Mouse xenograft studies
All experiments were carried out on 8- to 10-week-old male SCID mice in accordance with the IACUC-approved protocol. Tumor xenografts were established by subcutaneous injection over each flank using either LNCaP cells with stable RET knockdown (si-RET) or vector controls LNCaP cells (si-V; 5 × 106 cells/site) mixed 1:1 with Matrigel (Becton Dickinson).The tumor size was measured twice weekly using calipers and the tumor volume in mm3 calculated as volume = (height × width × length)/2. Tumors were harvested 35 days after the cell inoculation and tumors were excised and weighed.
Statistical analysis
Numerical values were compared using Student t test, two-tailed with P < 0.05 considered significant when two groups were compared. For multiple groups, one-way ANOVA was used and when significant, pairwise comparison carried out with P < 0.05 considered significant for pairwise comparisons. The χ2 test was used to compare the RET expression in benign prostate and cancer tissues.
Results
Expression of RET in prostate cancer cell lines
Given that GDNF is secreted in the tumor microenvironment, we initially sought to determine if RET is expressed in a broad array of prostate cancer cell lines. RT-PCR of RNAs from all prostate cancer cell lines and the immortalized prostate epithelial cell line PNT1A shows that all prostate cancer cell lines and prostate epithelial cells express RET mRNA at variable levels (Fig. 1A). Western blot analysis confirmed RET expression at the protein level that was concordant with mRNA levels measured by qRT-PCR (Fig. 1B and C). Both GDNF and GFRα1 are released by nerves and have been previously shown to be able to induce cancer cell proliferation and invasion (23). We therefore treated prostate cancer cell lines with GDNF, GFRα1, or both and evaluated proliferation (Fig. 1D). Somewhat surprisingly, all cell lines responded to GFRα1 alone but only 22Rv1 cells responded to GDNF alone. Furthermore, combined treatment with GDNF and GFRα1 was no more potent than GFRα1 alone. Similar results were seen when invasion and soft agar colony formation were assessed (Fig. 1E). These findings implied that GDNF was present in the prostate cancer cell lines because all cell lines responded to exogenous GFRα1. Furthermore, only 22Rv1 cells can respond to exogenous GDNF, suggesting that they are the only prostate cancer cell line that expresses GFRα1. Indeed, as seen in Fig. 2A and B, by Western blotting and ELISA for GDNF, all prostate cancer cell lines expressed variable levels of GDNF protein. This indicates that GDNF can act as an autocrine factor in prostate cancer, in addition to its role as a potential paracrine factor from nerves. Furthermore, RT-PCR analysis showed that only 22Rv1 expressed significant amounts of GFRα1 (Fig. 2C) and Western blot analysis shows that 22Rv1 are the only prostate cancer cell line to express GFRα1 protein (Fig. 2D). It should be noted that even 22Rv1 responded to exogenous GFRα1, indicating that exogenous GFRα1 protein can enhance the response of prostate cancer cells to GDNF even in the presence endogenous GFRα1.

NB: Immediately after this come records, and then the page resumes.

PR #10434, opened 2026-09-01
curate: add Ethylene Glycol Poisoning (MONDO:0017861)

caufieldjh:
## What

New entry for **ethylene glycol poisoning** (`MONDO:0017861`). Absent from the KB. Conforms to `drug_induced_nephrotoxicity` at three nodes.

## Bioactivation is the spine

Ethylene glycol is only mildly intoxicating by itself. Alcohol dehydrogenase oxidises it to glycolaldehyde, then glycolic acid, then oxalic acid. The metabolites do the damage.

> *"The effects of these substances … are due to their metabolites, which can cause metabolic acidosis and cellular dysfunction."* — PMID:18045860

That is why the antidote is an enzyme inhibitor, and why **fomepizole attaches to the trigger node** rather than to any downstream injury.

```
Ingestion of ethylene glycol
  → ADH bioactivation                    [conforms: Nephrotoxic Drug Exposure and Tubular Uptake]
      ├─→ Glycolic acid / high anion gap acidosis → Metabolic acidosis
      └─→ Oxalic acid / calcium oxalate deposition → Nephrocalcinosis
              → Proximal tubular cell death        [conforms: Proximal Tubular Epithelial Cell Death]
              → Acute kidney injury                [conforms: Acute Kidney Injury]

Fomepizole   ──INHIBITS──> ADH bioactivation
Hemodialysis ──INHIBITS──> Glycolic acid accumulation
```

5 nodes, 3 conformances, 10 edges, no orphans.

## On the conformance, against the sibling entry

This is the first conformer in this batch where the module's **acute** time course fits without qualification. `Balkan_Endemic_Nephropathy`, curated against the same module earlier in this session, deliberately declined the module's `Acute Kidney Injury` node because its course is chronic. Here that node is exactly right.

The agent caveat still holds and is recorded in the trigger node's `notes`: the module's trigger names a nephrotoxic *drug*, and this is an ingested industrial alcohol. Conformance rests on the shared mechanism.

## Two things modelled rather than left in prose

**The two gaps move in opposite directions.** The osmolal gap tracks unmetabolised parent alcohol; the anion gap tracks metabolites. A sample drawn at the wrong hour shows one and not the other.

> *"Accumulation of the alcohols in the blood can cause an increment in the osmolality, and accumulation of their metabolites can cause an increase in the anion gap and a decrease in serum bicarbonate concentration."*

**Oxalate outlasts the poison.** In the cited case the parent compound was cleared within 36 hours by dialysis, while plasma oxalate peaked on day 3 and normalised only on day 7 (PMID:18696123). Crystals keep forming after the alcohol has gone.

## Treatments carry their conditions

Fomepizole's value is entirely conditional on timing, so the entry says so and evidences it: given early it *"prevents EG-related renal failure"* and *"may obviate the need for hemodialysis"*; given late it cannot undo deposition that has already happened. Hemodialysis attaches to the acid-accumulation node, not the enzyme step, because what it removes is the alcohol and the organic acid anions.

## Deep research

Run with `claude_code`; the report will be committed to this branch as provenance when it lands. **No quote from it was curated.** All eleven snippets were independently sourced from PubMed and pre-verified against the local cache before writing, and every `reference_title` was generated from cache rather than typed.

## Validation

- `just count-verified-snippets` — **11/11**
- `just check-duplicate-keys`, `just check-folded-hyphens` — clean
- Graph — 10 edges, no integrity issues, no phenotype without an incoming edge

### DIFF
--- a/kb/disorders/Ethylene_Glycol_Poisoning.yaml
+++ b/kb/disorders/Ethylene_Glycol_Poisoning.yaml
@@ -356,6 +356,21 @@ phenotypes:
       id: HP:0002901
       label: Hypocalcemia
   evidence:
+  - reference: PMID:36765419
+    reference_title: "Extracorporeal treatment for ethylene glycol poisoning: systematic review and recommendations from the EXTRIP workgroup."
+    supports: SUPPORT
+    evidence_source: HUMAN_CLINICAL
+    snippet: >-
+      neither oxalate crystals in urine, urine immunofluorescence nor hypocalcemia
+      nor a history of EG exposure alone are indications for ECTR (but may help to
+      diagnose EG poisoning)
+    explanation: >-
+      Names hypocalcaemia among the features that help diagnose this poisoning in
+      humans. This is the item that establishes the phenotype occurs; the
+      chemistry item below explains why, and cannot carry the claim on its own.
+      Note that PMID:18696123, also cited in this entry, reports a case in which
+      hypocalcaemia did NOT occur, so the finding is characteristic rather than
+      invariable.
   - reference: PMID:15695020
     reference_title: "The cytotoxicity of oxalate, metabolite of ethylene glycol, is due to calcium oxalate monohydrate formation."
     supports: SUPPORT
@@ -363,9 +378,12 @@ phenotypes:
     snippet: >-
       Oxalate has two forms in vivo: oxalate ions and calcium oxalate monohydrate
       (COM) crystals that readily form in the presence of calcium.
+    directness: INDIRECT
     explanation: >-
-      Establishes that crystal formation consumes calcium, which is the mechanism
-      by which the oxalate arm lowers serum calcium.
+      Mechanistic companion, not the support for the phenotype. It establishes
+      that crystal formation consumes calcium, which is why the oxalate arm lowers
+      serum calcium, and it is a cell-culture chemistry observation that cannot
+      establish that the finding occurs in patients.
 - name: Hyperoxaluria
   phenotype_term:
     preferred_term: Hyperoxaluria
@@ -391,16 +409,19 @@ phenotypes:
       id: HP:0020074
       label: Crystalluria
   evidence:
-  - reference: PMID:18696123
-    reference_title: "Hyperoxaluria after ethylene glycol poisoning."
+  - reference: PMID:36765419
+    reference_title: "Extracorporeal treatment for ethylene glycol poisoning: systematic review and recommendations from the EXTRIP workgroup."
     supports: SUPPORT
     evidence_source: HUMAN_CLINICAL
     snippet: >-
-      alkaline citrate was given as a preventive measure to increase urinary
-      oxalate solubility, but nephrocalcinosis still developed.
+      Diagnosed by plasma EG concentration in 24 patients, and by urinary calcium
+      oxalate crystals in 6 patients
     explanation: >-
-      Records that raising urinary oxalate solubility was attempted and did not
-      prevent deposition, which is the clinical counterpart of the crystal arm.
+      Names urinary calcium oxalate crystals in patients, which is what this
+      phenotype asserts. An earlier draft cited a sentence about nephrocalcinosis
+      here; renal parenchymal deposition is not crystals in the urine, and that
+      sentence remains correct only where it sits on the Nephrocalcinosis
+      phenotype.
 biochemical:
 - name: Plasma oxalate
   notes: >-


caufieldjh:
All six landed in the latest push.

**Item 5 first, because it was a false claim about my own work.** The PR body was headed *"Two things modelled rather than left in prose"* and both things sat entirely inside `description:` free text. I wrote that sentence and did not check it against the file. Both are now structure: three `biochemical` entries carrying the osmolal gap, the anion gap and plasma oxalate with its reference range, and a four-phase `progression` block with time windows.

**Item 4 changed a node, not just filled a gap.** The citation you pointed me at repaid the trip. Guo and McMartin show that calcium oxalate monohydrate **crystals**, not the oxalate ion, cause the membrane damage and cell death in human proximal tubule cells — oxalate held in solution with EDTA is not cytotoxic. And:

> *"The cytotoxic effects of COM to HPT cells were potentiated by acidosis (pH 6.5), but not by glycolate, the major metabolite of ethylene glycol."*

So the two downstream branches are **not parallel**. The acid arm makes the crystal arm more lethal in the same cells, and glycolate itself is not the potentiator. That is now in the central effector's description with both quotes, and the node carries the module's `GO:0008219` and `GO:0006915` that it was missing.

Your instinct to send me to `just fetch-reference` rather than the research paraphrase was right — the paraphrase would not have carried the ion-versus-crystal discrimination, which is the part that makes crystal deposition causal rather than a marker of oxalate load.

**Item 1 — six phenotypes.** The neurologic arm was absent entirely, which is a real hole given it is stage one and the commonest presentation: altered mental status, coma, seizure. Plus hypocalcaemia, hyperoxaluria and crystalluria, all consequences of the oxalate node already modelled. Hypocalcaemia is wired directly from it with the reason stated — the calcium is consumed forming the crystals. All nine phenotypes now have incoming edges.

**Item 2 — ethanol added**, targeting the same enzyme node as fomepizole, with the practical difference recorded rather than implied: infusion, concentration monitoring, and its own intoxication to manage.

**Item 3 — `NCIT:C15248`.** Two-line fix, as you said. `therapeutic_modality: DEVICE` added.

**Item 6 — four-phase `progression`** with the windows: neurologic 0–12 h, cardiopulmonary 12–24 h, renal from ~12 h, delayed neurologic day 5–20. The last phase is the one the research calls the part clinicians miss, and it is worth having because it appears after apparent recovery.

Phenotypes 3 → 9. Edges 10 → 17. Snippets 11/11 → 20/20.

Gates: `just validate-disorders` passed, `check-duplicate-keys`, `check-entity-refs` and `check-folded-hyphens` clean, graph 17 edges with no integrity issues.

caufieldjh:
Pushed. The blocker was worse than you knew, and the fix is a removal rather than a citation.

**The staging windows are not in EXTRIP.** I fetched PMID:36765419 as you asked. It gives *"metabolic acidemia appears after a latent period of approximately 3–6 h after ingestion"* and *"Cranial nerve palsies, radiculopathy, and other neuropathies may appear several days after ingestion, despite treatment"*. That is all the temporal detail in the paper.

My four phases — 0–12 h, 12–24 h, 12 h onward, day 5–20 — came from the deep-research report. I wrote them as fact. Citing EXTRIP for them would have been worse than leaving them bare, because it would have made an unsourced number look sourced.

So the phases are rewritten to what the paper states: initial intoxication resembling ethanol, acidaemia after a 3–6 h latent period, a multiorgan phase with AKI at 30–70%, and delayed neuropathy several days later despite treatment. A `notes` block on the delayed phase records the windows I removed and says not to reintroduce them from this source.

I also cut *"is the commonest presenting feature"* from the `Confusion` description. That was a frequency claim standing on nothing. You gave me the number — 237/446 — and it is now in the description with the cohort named.

**Evidence coverage: 9/9 phenotypes and 4/4 progression phases.** Snippets 20/20 → 33/33. Both phenotypes you offered from cache are used — PMID:29427181 for altered mental status, PMID:18696123 for nephrocalcinosis, the latter with the detail that alkaline citrate was given and nephrocalcinosis developed anyway.

Your framing was exactly right: *"a claim carrying a number or a time window should cite the source of that number."* Worth adding what this case shows, since it generalises. I have been saying across this session that I curate nothing from deep research. That was true of quotes and false of these numbers, and it was false in a way nothing could catch. Fabricated quotes get caught by the report's own validator. A contradicted claim got caught by a reviewer. A number copied into a `duration:` field carries no snippet, so `count-verified-snippets` has nothing to check and reports clean. The gap is structural, not a lapse in care.

**Suggestions not taken this round**, and I would rather name them than let them read as done: `biochemical[].readouts` edges to connect the three markers to their nodes, `biomarker_term` and `loinc_term` bindings, and the cardiopulmonary and delayed-neuropathy phenotypes. The readout edges are the one I think is worth doing — the markers being isolated in a 21-node graph is a real defect, not a stylistic one — but it needs the `target` semantics checked rather than guessed, and I would rather do that deliberately than at the end of a review round.

Gates: `just validate-disorders` passed, `check-duplicate-keys`, `check-entity-refs`, `check-folded-hyphens` clean.

caufieldjh:
Both fixed. 34/34 snippets, `just validate-disorders` passes.

**Item A — crystalluria.** You are right and the diagnosis is exact: I reused the nephrocalcinosis sentence, and the quote does not mention urine at all. Repointed to the EXTRIP line reporting urinary calcium oxalate crystals in patients. The original sentence stays where it belongs, on `Nephrocalcinosis`.

**Item B is the one I would not have found, and the reason is worth stating.** The hypocalcaemia phenotype was supported by a cell-culture statement about oxalate forming crystals with calcium. That explains a mechanism. It does not establish the finding occurs in patients. And as you point out, PMID:18696123 — cited elsewhere in this same entry — reports a case in which hypocalcaemia *did not* occur.

So the entry asserted a human finding while carrying, among its own references, one arguing against it and none arguing for it. Every snippet verified. Every reference real and on topic. `count-verified-snippets` reported clean throughout, because the defect was not in any quote but in the relationship between three of them.

Now supported by the EXTRIP line naming hypocalcaemia as a diagnostic feature. The Guo & McMartin item stays as a `directness: INDIRECT` companion, with its `explanation` saying what it can and cannot carry, and the primary explanation records that the finding is characteristic rather than invariable — since a cited case lacked it, and an entry that hides that is worse than one that says it.

That is twice in two rounds you have caught the same class: evidence that verifies and does not support. It is the failure mode with no gate behind it, and it is the one worth me slowing down for. My habit has been to verify each snippet against its cache and move on. What that misses is whether the sentence says the thing the field claims, and whether the entry's own references disagree with each other.

Remaining suggestions unchanged and still not taken: `biochemical[].readouts` edges, `biomarker_term` / `loinc_term` bindings, and the cardiopulmonary and delayed-neuropathy phenotypes. The readout edges are the one I think is a real defect rather than a preference — three markers with no edges in a 21-node graph — and I would rather check the `target` semantics deliberately than guess at the end of a round.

GFRα1 secreted by DRG promotes cancer phenotypes and PNI
It is known that nerves can release soluble GFRα1 (24). We therefore examined the ability of DRG excised from mice to enhance cancer phenotypes in prostate cancer cells in vitro. As expected, GFRα1 is present in the CM of DRG in culture (Fig. 3A). CM from DRG was able to significantly enhance proliferation, invasion, and soft agar colony formation in both LNCaP and 22Rv1 cells (Fig. 3B). This was significantly blocked by neutralizing anti-GFRα1 antibody (Fig. 3C).
To evaluate the impact of GFRα1 on PNI, we used the DRG in vitro co-culture model of PNI. We found that LNCaP and 22Rv1 cancer cells invaded along the neurites and that PNI was significantly attenuated by anti-GFRα1 antibody (Fig. 3D), indicating that GFRα1 also plays an important role in the PNI. To confirm that PNI was increased by RET signaling, we carried out similar experiments using LNCaP and 22Rv1 cells with RET knockdown and showed significant decreases in PNI (Fig. 3E).
To confirm the role of RET in the biological effects of GFRα1, LNCaP and 22Rv1 cell lines were stably infected with siRNA lentivirus targeting RET or nontargeting control. qRT-PCR analysis confirmed that the expression RET mRNA was decreased by 81% in both targeted cell lines compared to scrambled control cells (Supplementary Fig. S1A). Knockdown of RET expression reduced the increased cell proliferation (Supplementary Fig. S1B), invasion (Supplementary Fig. S1C), and colony formation (Supplementary Fig. S1D) by GFRα1 in both LNCaP and 22Rv1 cell lines, indicating that RET mediates the effects of GFRα1 on these cell biological responses. These data were confirmed by transient transfections using a second siRNA (Supplementary Fig. S2).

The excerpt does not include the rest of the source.